Armadillo eggs? Do I have to raid their nest or something?

My favorite stuffed peppers were made with Prosciutto de Parma (the good stuff) and some sort of cheese, probably mozzarella...

question: can you substitute cream cheese for heavy cream in some of these recipes? how would you go about that, if it can be done at all.


----------



## Raine (Mar 31, 2005)

Nay, just click on the link.


----------



## middie (Mar 31, 2005)

ever have stuffed dates? they're really good


----------



## crewsk (Mar 31, 2005)

jpinmaryland said:
			
		

> Armadillo eggs? Do I have to raid their nest or something?
> 
> My favorite stuffed peppers were made with Prosciutto de Parma (the good stuff) and some sort of cheese, probably mozzarella...
> 
> question: can you substitute cream cheese for heavy cream in some of these recipes? how would you go about that, if it can be done at all.


 
I have no clue about substitiuting cream cheese for heavy cream. Hopefully someone else will have an idea for you.

Ya know, I was sitting here thinking about the peppers I had & the more I thought about it, the more I remembered! They were dipped in flour, then egg, then rolled in dry seasoned bread crumbs. Thanks for helping me remember that! It would have driven me crazy until I figured it out.


----------



## velochic (Mar 31, 2005)

I have a nice white pizza recipe using cream cheese if you want it.

Cream cheese is VERY NON mediterranean. My husband is Turkish and his family is always wanting new western dishes when we visit them in Istanbul. I found cream cheese there for the first time only a year or two ago... and made a cheesecake that they fell in love with.  But cream cheese was and still may be really hard to find over there.  It may be because white cheese (beyaz peynir) is always some sort of feta.

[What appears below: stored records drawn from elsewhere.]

Issue #4, opened 2015-07-23
Enable platform-specific features from PortAudio


mgeier:
See https://github.com/bastibe/PySoundCard/issues/16.

mgeier:
One possible feature would be the "exclusive mode" of WASAPI, see http://stackoverflow.com/questions/31306010/how-to-enable-wasapi-exclusive-mode-in-pyaudio

mgeier:
`PaAlsa_EnableRealtimeScheduling` might be interesting for ALSA: http://portaudio.com/docs/v19-doxydocs-dev/pa__linux__alsa_8h.html#accc41e7fd89dc0a6163d54a4f25fb242

raecke:
It would be interesting to be able to select arbitrary channels for input and output. On Windows this would is needed with ASIO. If you currently want to send data to output channels 9 and 10, you have to send data to all channels below 11. This means that sharing the Soundcard with other applications becomes impossible.
The hostapis WDM-KS, MME, Directsound, normally only present 2 channels so it is not a problem there.

mgeier:
@raecke I created an experimental implementation in #34. Can you please check if it works for you and leave a comment there?

mgeier:
There is also `PaAlsa_SetNumPeriods`, which is by default set to `4`, which seems random:

> By default the number of periods is 4, this is the lowest number of periods that works well on the author's soundcard. 

http://portaudio.com/docs/v19-doxydocs-dev/pa__linux__alsa_8h.html#a76f60d6f1ba6a298c038a9f3a6dccc53

It looks like this has to be called before opening a stream.

mgeier:
OK, I'm trying to make an exhaustive list of the current host-API-specific settings, let's see if that works:

`hostApiSpecificStreamInfo` to be specified separately for the input and output device when creating a stream:

* [PaAlsaStreamInfo::deviceString](http://portaudio.com/docs/v19-doxydocs-dev/structPaAlsaStreamInfo.html#a442fbbb635cda0cece4e7af397d453f9), only works if device index is set to `paUseHostApiSpecificDeviceSpecification` (a.k.a. `-2`)
* [PaAsioStreamInfo::channelSelectors](http://portaudio.com/docs/v19-doxydocs-dev/structPaAsioStreamInfo.html#a2a04b8c7166044c009af7fdeca754c4d), needs `PaAsioStreamInfo::flags` to contain `paAsioUseChannelSelectors`
[...]

PR #34, opened 2016-08-09
Add extra_settings and AsioSettings

mgeier:
WARNING: this is untested!

See #4.

### DIFF
--- a/doc/index.rst
+++ b/doc/index.rst
@@ -22,7 +22,7 @@ API Documentation
    :exclude-members: RawInputStream, RawOutputStream, RawStream,
                      InputStream, OutputStream, Stream,
                      CallbackFlags, CallbackStop, CallbackAbort,
-                     PortAudioError, DeviceList
+                     PortAudioError, DeviceList, AsioSettings
 
 .. autoclass:: Stream
    :members:
@@ -50,6 +50,8 @@ API Documentation
 .. autoclass:: CallbackAbort
 
 .. autoclass:: PortAudioError
+
+.. autoclass:: AsioSettings
 
 .. only:: html
 
--- a/sounddevice.py
+++ b/sounddevice.py
@@ -224,6 +224,19 @@ signed long Pa_GetStreamWriteAvailable( PaStream* stream );
 /* not implemented: Pa_GetStreamHostApiType */
 PaError Pa_GetSampleSize( PaSampleFormat format );
 void Pa_Sleep( long msec );
+
+/* pa_asio.h */
+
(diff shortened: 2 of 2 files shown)


mgeier:
As long as there are no docs available, this is one way to use it:

```python
import sounddevice as sd
extra = sd.AsioSettings(channel_selectors=[9, 10])
sd.play(mydata, fs, extra_settings=extra)
```

raecke:
This was unexpectedly fast.

I tested recording and playing with an arbitrary channel selection with a 10 channel soundcard. It works perfectly.

mgeier:
Thanks for testing!

Can you please do further tests:

* [ ] Using a non-existing channel number in `channel_selectors` should raise an error. Can you please post the error here? Please also try `0` and a negative number.

* [ ] If `len(channel_selectors) != channels` the library might crash. Can you please try this with `channel_selectors` longer and shorter than the number of available hardware channels? Can you please artificially reduce the number of channels with `channels=N` and then try it with a length between `N` and the actual number of hardware channels?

Anyway, if you want a pizza recipe, here it is:

On a par-baked pizza pie crust layer in order:

cream cheese
basil pesto (not too much)
shredded gouda
shredded mozzarella
pieces of goat cheese
torn basil leaves

Bake like any other fresh pizza and enjoy.  This looks simple, but it really is quite rich and decadent. A favorite in our household.


----------



## jpinmaryland (Mar 31, 2005)

right everyone seems to be doing that flour, egg, bread crumb thing these days. I think Bobby flay did that the other day on iron chef for the Buffallo contest. 

Panko is some sort of bread crumbs from asia that is really catching on for stuff like this. No doubt Ming Tsai would use panko here. Emeril has been using them too I think. 

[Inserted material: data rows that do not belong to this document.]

Issue #69, opened 2017-01-20
"Unknown Error" When Stopping a Blocking Play (Mac OS X)


riggsd:
I'm using sounddevice 0.3.6 (which magically pulled in PortAudio V19.6.0-devel) on Mac OS X 10.9.5 with python.org Python 2.7.12.

When I `stop()` a blocking `play()` from another thread, I see the following message on stderr:

    ||PaMacCore (AUHAL)|| Error on line 2754: err='-50', msg=Unknown Error

The following example code triggers this error:

```python
import time
from threading import Thread
from scipy.io import wavfile
import sounddevice


class AudioThread(Thread):
    def __init__(self, fname):
        Thread.__init__(self)
        self.fname = fname

    def run(self):
        samplerate, signal = wavfile.read(self.fname)
        sounddevice.play(signal, samplerate, blocking=True)

    def stop(self):
        sounddevice.stop()


thread = AudioThread('test.wav')
thread.start()
time.sleep(1)
thread.stop()
```

Calling `stop()` on a *non-blocking* `play()` from the *same* thread does not produce an error.

mgeier:
PortAudio is not claiming to be thread-safe: https://app.assembla.com/wiki/show/portaudio/Tips_Threading

Since opening and closing a stream doesn't work for you, you can try writing your own callback function and implement the "stop" functionality without actually stopping the stream (but just writing zeros afterwards).

Or you can try to somehow have `play()` and `stop()` on the same thread.

Often creating a separate thread isn't even necessary, since the callback function is called in a dedicated thread (created by PortAudio) anyway.

riggsd:
I am never creating multiple simultaneous threads, my application has a GUI thread and either one (if currently playing a sound) or zero (if not playing) audio thread. Both `play()` and `stop()` always happen in the same thread. This doesn't seem to be a multithreading issue as described in the above PortAudio documentation, but I most certainly don't understand the internals of PortAudio as well as you do.

I'd be fine with calling `play()` asynchronously if I could ask for the current status as to whether it is still playing audio or not. Is there a way to do this in the API? If I could query whether playback was still in progress, I wouldn't need the extra thread. My example code doesn't show it, but by asking whether `Thread.is_alive()` I can tell whether the blocking `play()` is still playing or not.

mgeier:
But in your code example, `play()` and `stop()` are called from different threads ... is your real use case different than that?

[...]

PR #70, opened 2017-01-24
Add `get_stream()` function for accessing the current Stream

riggsd:
This PR adds a top-level function `get_stream()` for use with the imperative-style API of `play()`, `rec()`, `playrec()`, and `stop()`. It allows end users to access the current state of playback and recording at the Stream level.

This PR effectively closes Issue #69.

### DIFF
--- a/sounddevice.py
+++ b/sounddevice.py
@@ -600,20 +600,6 @@ def get_stream():
         the last invocation of `play()`, `rec()` or `playrec()`
         respectively.
 
-    Examples
-    --------
-
-    >>> # Display progress indicator while audio is playing
-    >>> import sounddevice as sd
-    >>> from time import sleep
-    >>> sd.play(...)
-    >>> print('Playing sound...', end='')
-    >>> stream = sd.get_stream()
-    >>> while stream.active:
-    >>>     sleep(1.0)
-    >>>     print('.', end='')
-    >>> print(' Done.')
-
     """
     if _last_callback:
         return _last_callback.stream
--- a/sounddevice.py
+++ b/sounddevice.py
@@ -587,6 +587,38 @@ def get_status():
         raise RuntimeError('play()/rec()/playrec() was not called yet')
 
 
+def get_stream():
+    """Get a reference to the current Stream.
+
+    This applies only to Streams created by calls to `play()`, `rec()`,
+    or `playrec()`.
+
+    Returns
+    -------
+    Stream
+        An `OutputStream`, `InputStream`, or `Stream` associated with
+        the last invocation of `play()`, `rec()` or `playrec()`
+        respectively.
+
+    Examples
+    --------
+
+    >>> import sounddevice as sd
+    >>> from time import sleep
+    >>> sd.play('test.wav')
+    >>> print('Playing test.wav...', end='')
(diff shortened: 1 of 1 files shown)


mgeier:
Thanks, that's great!

The only think I don't like is the example.
I don't want to put this Python 2 work-around for `play(..., blocking=True)` into the documentation.
If you want, you can make a separate section in the docs just for Python 2 compatibility where such a work-around would make sense.

Another - minor - point is that it doesn't work like this, because `play()` taking a file name argument is wishful thinking.

What about using something simpler, like e.g. the following?

```pycon
>>> import sounddevice as sd
>>> sd.play(myarray, 48000)
>>> stream = sd.get_stream()
>>> stream.active
True
>>> sd.stop()
>>> stream.active
False
```

(It's also untested ...)

sounddevice.py
```diff
@@ -587,6 +587,38 @@ def get_status():
         raise RuntimeError('play()/rec()/playrec() was not called yet')
 
 
+def get_stream():
+    """Get a reference to the current Stream.
```
mgeier: What is the reason to capitalize "Stream" (also in the next line)?

I'm just asking because I'm not a native speaker ...

sounddevice.py
```diff
@@ -587,6 +587,38 @@ def get_status():
...
+    >>> import sounddevice as sd
+    >>> from time import sleep
+    >>> sd.play('test.wav')
+    >>> print('Playing test.wav...', end='')
+    >>> stream = sd.get_stream()
+    >>> while stream.active:
+    >>>     sleep(1.0)
+    >>>     print('.', end='')
+    >>> print(' Done.')
+    """
```
mgeier: For consistency, the docstring should end with a blank line.
I think this is the NumPy documentation style ...

sounddevice.py
riggsd: I was referring to the fact that a `Stream` is a concrete class, but this is inconsistent with existing docstrings. Fixed.

sounddevice.py
riggsd: Fixed.

riggsd:
@mgeier, the example code has nothing to do with Python 2 workarounds! It's an example of displaying a progress indicator during long-running playback.

Apologies for the pseudocode filename, I had inserted it as placeholder because I didn't want to imbed `scipy.io.wavfile.read()` into a docstring. For consistency with other docstrings, I've fixed the example to use a placeholder as you've done elsewhere:

```python
>>> sd.play(...)
```

mgeier:
> the example code has nothing to do with Python 2 workarounds! It's an example of displaying a progress indicator during long-running playback.

OK, you are right, it's not exactly the work-around, but it's damn close ...

But apart from that, I also think that the code is a bit too complicated to type into the interactive interpreter (and that's what the doctest `>>>`'s suggest).
Also, the real prompt will actually look different for the lines in the `while` loop.

I would prefer something that can be reasonably typed into an interactive prompt.

Your example would probably fit better to the other code examples in the README?

riggsd:
I have removed the example from the `get_stream()` docstring.

mgeier:
@riggsd Thanks!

I am thinking of subbing the cream cheese for the heavy cream in the Gulab Jamon recipe, boy am I tempted to make this tonight...

 ***

Thanks velochic I didnt know that about cream cheese...


I think for the Armadillo eggs I will make a fritatta with black ants and red ants. Try get that color thing going there...


----------



## PolishedTopaz (Mar 31, 2005)

STUFFED MUSHROOMS
Oven 375 


Button mushrooms [stem end cut flat]
8 oz. CC
4 oz Goat cheese
Shallots [to taste minced fine]
2 cloves garlic minced
S+P
flavored bread crumbs


1...Blend Cheeses, garlic, shallots and S+P in food prosseser or by hand till well comined.

2...Stuff cut end of mushrooms [over-filled lol], top with crumbs.

3...On oven-proof plate place in oven cook till well heated thru. 30-40 mins.

4...EAT AND ENJOY!!! 


Also.......this can be put as is onto bagels, toast and so on. And you can do flavored cream cheeses too. I have seen, cinn raisin, veggie, sun dried tomato, olive, scallion.....lots of choices. You could use CC in beef stoganoff instead of sour cream, and, possibly into savory pan sauces instead of cream.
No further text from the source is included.